School of Clinical Sciences, University of Bristol, St Michael's Hospital, Bristol, BS28EG, United Kingdom.
Stroke. 2012 Dec;43(12):3364-70. doi: 10.1161/STROKEAHA.112.674481. Epub 2012 Sep 20.
Hypothermia (HT) for neonatal hypoxic-ischemic encephalopathy is advised to start within the first 6 hours after birth. There is some clinical evidence that HT is more effective against moderate than against severe hypoxic-ischemic encephalopathy, but it is unknown whether delayed HT beyond 6 hours is effective or even injurious.
One-hundred seven 7-day-old rat pups underwent unilateral hypoxia-ischemia of moderate severity. Pups were randomized to receive 5 hours of normothermia (NT) or HT starting immediately, 3 hours, 6 hours, or 12 hours after the 90-minute hypoxic period. One-hundred five 7-day-old rat pups underwent severe hypoxia-ischemia lasting 150 minutes, followed by the same group design as mentioned. Relative area loss of the left/right hemisphere was measured after 1 week of survival.
In the moderate NT group, the mean area loss of the left hemisphere was 40.5%. The area loss was significantly decreased to 24.8% with immediate HT (P<0.05) and increased linearly with the delay of HT by 1.788% per hour until at least 6 hours of delay (linear regression, P=0.026). After 12-hour delayed HT, the area loss was similar to the moderate NT group (41.1%). After severe NT, the mean area loss of the left hemisphere was 59.3%. Immediate HT, 3-hour delayed HT, and 6-hour delayed HT all resulted in similar area loss, whereas the 12-hour delayed-HT resulted in significantly increased area loss (69.5%; P=0.032).

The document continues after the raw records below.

PR #1022, opened 2026-07-13
Koz/1017

### LINKED ISSUE #1017: `PSOP` and TH derivations for type classes
We now have enough stuff in place to consider porting this over.

kozross:
Closes #1017 . This provides `PSOP`, as well as TH derivations for SOP encodings that produce `PlutarchType`, `PMatch`, `PCon` and `PEq`, with some codegen tests.

As part of this, I also discovered a nasty code generator bug which could leave dangling references for `let`-binds. This required a change to how we do demand analysis, as well as modifications for the code generator. I deliberately didn't change any APIs (only implementations) to limit the damage.

### DIFF
--- a/Plutarch/Backend/ANF.hs
+++ b/Plutarch/Backend/ANF.hs
@@ -23,7 +23,7 @@ module Plutarch.Backend.ANF (
   getANFBindAnn,
 ) where
 
-import Control.Monad.ST (runST)
+import Control.Monad.ST (ST, runST)
 import Control.Monad.State.Strict (
   State,
   execStateT,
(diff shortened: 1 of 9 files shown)


Plutarch/Backend/ANF.hs
```diff
@@ -351,82 +356,137 @@ data Demand
...
-      MVector.write mv i . ANFCase mempty scrut $ handlers
-    ANFCompose _ components -> do
-      traverse_ (updateDemandAt mv i) components
-      MVector.write mv i . ANFCompose mempty $ components
-  v <- Vector.unsafeFreeze mv
-  pure . ANF bm . NEVector.unsafeFromVector $ v
+  countMV <- MVector.replicate len (0 :: Int)
+  neededVarsMV <- MVector.replicate len Set.empty
+  -- Collect 'raw' statistics on use count, needed variables and binding sites
+  bindingSites <- flip execStateT Map.empty $
```
gnumonik: Small thing: Could this be split out into a helper function in the `where` bindings? This is just pretty big for the RHS of `<-` in a `do` block and makes it somewhat hard to read.

Plutarch/TH/Helpers.hs
```diff
@@ -0,0 +1,156 @@
...
+bindToName = \case
+  PlainTV n _ -> n
+  KindedTV n _ _ -> n
+
+{- | Check that every field of the given data constructor is @'Term'@-wrapped.
+Error if not, or if given a nested @forall@ or GADT.
+
+@since wip
+-}
+checkFieldsAreTerms :: Con -> Q ()
```
gnumonik, line 99: It's been a while since I've written TH: Will type synonyms break this check or are they resolved at this point?

I get that we don't use them but it wouldn't be totally absurd to think someone might.

Plutarch/TH/Strategy.hs
```diff
@@ -0,0 +1,58 @@
...
+import Plutarch.TH.Helpers (checkFieldsAreTerms, checkTyName)
+import Plutarch.TH.SOP (deriveSOP)
+
+{- | Specifies a representation choice for the data type you want derivations
+for. This will determine both what instances are generated, and also what the
+generated instances will look like.
+
+@since wip
+-}
+data Strategy
```
gnumonik, line 22: Eventually there will be other strategies, right? I don't understand the point of the `Strategy` type if there's only one, though maybe I'm missing something.

gnumonik (approved):
Ok I think I've looked at this about as closely as I can and everything seems sensible to me. I just had a few questions which I don't think should block the PR, so I'm approving.

Plutarch/TH/Helpers.hs
kozross: I genuinely don't know the answer to that. I can add a check that would reject type synonyms entirely at least.

Plutarch/TH/Strategy.hs
kozross: Yep, there will be. `SOP` is just the first. I've already got a PR up with another (#1027 ).

gnumonik (approved):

Immediate and delayed (≤6 hours) HT provides neuroprotection after moderate hypoxia-ischemia in neonatal rats. This neuroprotection decreases linearly with increasing delay. After severe insults, however, immediate or delayed HT≤6 hours provides no neuroprotection. Twelve-hour delayed hypothermia increased brain injury after severe hypoxia-ischemia, which is of clinical concern.

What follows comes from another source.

PR #1026, opened 2026-07-17
Track actual multiplicity

### LINKED ISSUE #1025: Make `Multiplicity` an exact count
Some of the transformations we want to do (particularly tree grafting for compositions) requires us knowing an exact use count, rather than merely 'zero, one or many'.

对于患有缺氧缺血性脑病的新生儿,建议在出生后 6 小时内开始进行低温治疗(HT)。有一些临床证据表明,HT 对中度缺氧缺血性脑病的疗效比对重度缺氧缺血性脑病更有效,但尚不清楚 6 小时后延迟 HT 是否有效,甚至是否有害。
107 只 7 天大的大鼠幼崽接受了单侧中重度缺氧缺血。幼崽随机接受 5 小时的常温治疗(NT)或 HT,HT 开始于缺氧期 90 分钟后立即、3 小时、6 小时或 12 小时。105 只 7 天大的大鼠幼崽接受了持续 150 分钟的重度缺氧缺血,然后采用相同的分组设计。存活 1 周后测量左侧/右侧大脑半球的相对面积损失。

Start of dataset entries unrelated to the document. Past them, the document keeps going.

PR #1027, opened 2026-07-21
Data derivations

### LINKED ISSUE #1024: Data-encoding TH derivation
Follow-on from #1022 .

kozross:
Closes #1024 , depends on #1022 .

### DIFF
--- a/Plutarch/TH/DataPlutus.hs
+++ b/Plutarch/TH/DataPlutus.hs
@@ -7,17 +7,21 @@ module Plutarch.TH.DataPlutus (
 
 import Control.Monad (replicateM)
 import Data.Foldable (foldl', foldrM, for_, traverse_)
+import Data.Traversable.WithIndex (itraverse)
 import Data.Vector (Vector)
 import Data.Vector qualified as Vector
 import Data.Vector.NonEmpty qualified as NEVector
 import Language.Haskell.TH (
   Bang,
   BndrVis,
+  Body (NormalB),
   Con (InfixC, NormalC, RecC),
   Dec,
-  Exp (AppE, ConE, LamE, VarE),
+  Exp (AppE, CaseE, ConE, LamE, LitE, VarE),
+  Lit (IntegerL),
+  Match (Match),
   Name,
-  Pat (VarP),
+  Pat (ConP, VarP),
   Q,
   TyVarBndr,
   Type (AppT, ConT),
@@ -27,11 +31,13 @@ import Plutarch.Backend.Term (plam')
 import Plutarch.Primitive.Apply (PlutarchType (PRepresentation))
 import Plutarch.Primitive.BuiltinFun (pheadList)
 import Plutarch.Primitive.CanData (PCanData)
+import Plutarch.Primitive.Con (PCon (pcon'))
 import Plutarch.Primitive.Data (PAsData, PData)
 import Plutarch.Primitive.Eq (PEq (peq))
 import Plutarch.Primitive.Match (PMatch (pmatch'))
 import Plutarch.Primitive.Pair (PBPair (PBPair))
 import Plutarch.TH.Helpers (conToName, fullTypeName, getArity, mkContextOf)
+import PlutusCore qualified as PLC
 
 -- | @since wip
 deriveDataPlutus :: Vector (TyVarBndr BndrVis) -> Name -> Vector Con -> Q [Dec]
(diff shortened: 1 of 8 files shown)


Plutarch/TH/DataPlutus.hs
```diff
@@ -0,0 +1,200 @@
...
+      handlers <- foldrM (\e acc -> [e|NEVector.cons (toSomeTerm $(pure e)) $(pure acc)|]) start handlersRest
+      [e|punsafeCase $(pure (VarE tagName)) $(pure handlers)|]
+    mkHandler :: Name -> Name -> (Name, Word) -> Q Exp
+    mkHandler fieldsName contName (conName, arity) = case arity of
+      0 -> [e|$(pure (VarE contName)) $(pure (ConE conName))|]
+      1 -> [e|$(pure (VarE contName)) ($(pure (ConE conName)) (punsafeCoerce $(pure (VarE fieldsName))))|]
+      _ -> do
+        headTails <- replicateM (fromIntegral $ arity - 1) ((,) <$> newName "h" <*> newName "t")
+        argEs <- toArgEs headTails
+        let final = AppE (VarE contName) . foldl' AppE (ConE conName) $ argEs
```
gnumonik, line 119: Not super important: If you're going to (have to?) write out the TH AST directly I think you should have a comment indicating what the expression is supposed to look like in the splice. It makes it easier to review and modify in the future.

Plutarch/TH/DataPlutus.hs
```diff
@@ -0,0 +1,200 @@
...
+    toArgEs = \case
+      [] -> pure []
+      [(h, t)] -> (:) <$> [e|punsafeCoerce $(pure (VarE h))|] <*> ((: []) <$> [e|punsafeCoerce (pheadList @PData # $(pure (VarE t)))|])
+      (h, _) : rest -> (:) <$> [e|punsafeCoerce $(pure (VarE h))|] <*> toArgEs rest
+    go :: Exp -> Name -> [(Name, Name)] -> Q Exp
+    go acc remaining = \case
+      [] -> pure acc
+      (h, t) : rest -> do
+        let plams =
+              AppE (VarE 'plam')
```
gnumonik, line 149: See previous comment.

Plutarch/TH/DataPlutus.hs
```diff
@@ -0,0 +1,200 @@
...
+    ctx = pure . mkContextOf ''PCanData $ tyVars
+
+checkFieldIsWrapped :: Con -> Q ()
+checkFieldIsWrapped = \case
+  NormalC name fields -> for_ fields (go name)
+  RecC name fields -> for_ fields (goNamed name)
+  InfixC lhs name rhs -> do
+    go name lhs
+    go name rhs
+  _ -> fail "Unexpected constructor type found. If you see this message, report as a bug."
```
gnumonik, line 206: I think this is fine, but IIRC (you might want to check, this is based on a very old recollection), the "flavor" of constructor is fully determined syntactically, so that if you defined a type like 

```
data SillyGadt where 
  SillyOne :: Int -> SillyGadt 
  SillyTwo :: SillyGadt
```

It would read as a GADT to TH even though it doesn't _need_ to be one. I'm pretty sure this is how it worked at some point at least. 

In theory you could make this work for "constructors of GADTs that don't actually need to be GADTs". It's _probably_ not worth the effort. However, since I think that HLint (or HLS? one of the two) sometimes suggests GADT syntax where you don't need it, it might be good to at least add a more specific warning for the `RecGadtC` and `GadtC` cases telling them to rewrite it as a normal data type. 

(If you do that somewhere else that I haven't gotten to yet then ignore this. I'm guessing you check for GADT-ness elsewhere independently of this function and the error should be wherever that is)

gnumonik: If I remember right, it likes to suggest GADT syntax for Plutarch type declarations in particular.

gnumonik (approved):
A few small suggestions but nothing incredibly substantive. I'll leave it up to you whether to make any changes.

Plutarch/TH/DataPlutus.hs
kozross: That's a _very_ tricky check to do. I would have to dig through the GADT declaration to check if it traps any constraints. Furthermore, this can be quite subtle, as it might do so by using variables that don't occur in the tyvars bound by the type constructor.

HLint makes no such suggestion IME - in fact, it actually does the _opposite_. If HLS suggests GADT syntax in inappropriate places, it's a bug in HLS, and I don't think we have to work around it.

在中度 NT 组中,左侧大脑半球的平均面积损失为 40.5%。立即进行 HT 可显著降低面积损失,降至 24.8%(P<0.05),并且 HT 延迟 1 小时,面积损失线性增加 1.788%,直至至少 6 小时的延迟(线性回归,P=0.026)。12 小时延迟 HT 后,面积损失与中度 NT 组相似(41.1%)。在重度 NT 后,左侧大脑半球的平均面积损失为 59.3%。立即 HT、3 小时延迟 HT 和 6 小时延迟 HT 均导致相似的面积损失,而 12 小时延迟 HT 导致明显增加的面积损失(69.5%;P=0.032)。
在新生大鼠中度缺氧缺血后,立即和延迟(≤6 小时)HT 提供神经保护。这种神经保护作用随延迟时间的增加呈线性下降。然而,在严重损伤后,立即或延迟≤6 小时的 HT 不能提供神经保护。12 小时延迟性低温治疗会增加严重缺氧缺血后的脑损伤,这是临床上需要关注的问题。